[Instructions for the task] Compute how many lines in the data below contain "certificates"; answer only with that number.

[Records drawn from a dataset]
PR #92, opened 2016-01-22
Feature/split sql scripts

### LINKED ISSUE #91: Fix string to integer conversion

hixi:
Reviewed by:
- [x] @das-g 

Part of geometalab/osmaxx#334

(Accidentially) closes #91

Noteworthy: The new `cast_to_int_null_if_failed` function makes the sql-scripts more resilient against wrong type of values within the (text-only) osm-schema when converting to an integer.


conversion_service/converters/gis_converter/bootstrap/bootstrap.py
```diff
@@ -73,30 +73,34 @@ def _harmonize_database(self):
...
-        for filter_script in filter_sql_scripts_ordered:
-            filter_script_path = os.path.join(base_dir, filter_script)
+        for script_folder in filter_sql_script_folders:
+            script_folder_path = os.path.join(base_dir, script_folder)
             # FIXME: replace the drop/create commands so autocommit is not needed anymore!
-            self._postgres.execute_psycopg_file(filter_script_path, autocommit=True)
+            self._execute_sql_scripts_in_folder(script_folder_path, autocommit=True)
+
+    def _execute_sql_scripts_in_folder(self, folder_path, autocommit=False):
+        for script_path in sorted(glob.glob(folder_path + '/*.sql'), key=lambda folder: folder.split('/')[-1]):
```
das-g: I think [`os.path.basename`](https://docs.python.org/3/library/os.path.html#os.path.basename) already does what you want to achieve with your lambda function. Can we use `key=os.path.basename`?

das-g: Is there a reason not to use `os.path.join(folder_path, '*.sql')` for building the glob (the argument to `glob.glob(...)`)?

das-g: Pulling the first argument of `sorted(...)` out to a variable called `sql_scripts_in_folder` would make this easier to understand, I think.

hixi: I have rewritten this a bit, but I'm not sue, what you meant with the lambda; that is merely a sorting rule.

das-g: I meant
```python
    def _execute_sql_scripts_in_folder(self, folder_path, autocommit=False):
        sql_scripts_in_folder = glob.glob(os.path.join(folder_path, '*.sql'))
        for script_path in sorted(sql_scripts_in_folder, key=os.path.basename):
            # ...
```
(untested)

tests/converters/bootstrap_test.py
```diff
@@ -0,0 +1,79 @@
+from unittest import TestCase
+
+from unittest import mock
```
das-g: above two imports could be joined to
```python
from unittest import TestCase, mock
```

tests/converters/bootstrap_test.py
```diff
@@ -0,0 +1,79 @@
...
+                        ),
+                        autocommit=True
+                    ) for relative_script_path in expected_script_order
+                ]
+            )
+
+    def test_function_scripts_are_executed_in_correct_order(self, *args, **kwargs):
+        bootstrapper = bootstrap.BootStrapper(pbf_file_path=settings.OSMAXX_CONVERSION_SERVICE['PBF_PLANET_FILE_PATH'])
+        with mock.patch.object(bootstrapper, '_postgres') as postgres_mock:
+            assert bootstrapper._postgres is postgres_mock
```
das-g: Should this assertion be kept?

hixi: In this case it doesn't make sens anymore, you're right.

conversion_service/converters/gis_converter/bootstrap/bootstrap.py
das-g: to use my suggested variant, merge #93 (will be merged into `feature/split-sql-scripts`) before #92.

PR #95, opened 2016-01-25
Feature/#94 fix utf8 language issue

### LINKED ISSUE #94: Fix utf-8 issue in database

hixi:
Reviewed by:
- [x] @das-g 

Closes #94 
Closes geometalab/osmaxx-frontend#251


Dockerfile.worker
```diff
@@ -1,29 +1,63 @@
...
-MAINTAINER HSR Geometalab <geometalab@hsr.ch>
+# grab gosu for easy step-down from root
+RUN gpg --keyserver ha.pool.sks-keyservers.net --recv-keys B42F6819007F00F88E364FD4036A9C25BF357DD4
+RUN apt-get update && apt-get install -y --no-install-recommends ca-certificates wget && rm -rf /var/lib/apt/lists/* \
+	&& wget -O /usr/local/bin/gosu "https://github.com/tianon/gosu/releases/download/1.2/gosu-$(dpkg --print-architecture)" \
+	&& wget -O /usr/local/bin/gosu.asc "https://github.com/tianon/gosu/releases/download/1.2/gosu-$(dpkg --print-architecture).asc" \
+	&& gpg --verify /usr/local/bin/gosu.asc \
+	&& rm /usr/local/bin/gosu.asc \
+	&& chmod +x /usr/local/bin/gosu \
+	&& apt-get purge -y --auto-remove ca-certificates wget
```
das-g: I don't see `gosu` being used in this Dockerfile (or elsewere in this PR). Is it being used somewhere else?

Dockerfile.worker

[Task solution] 2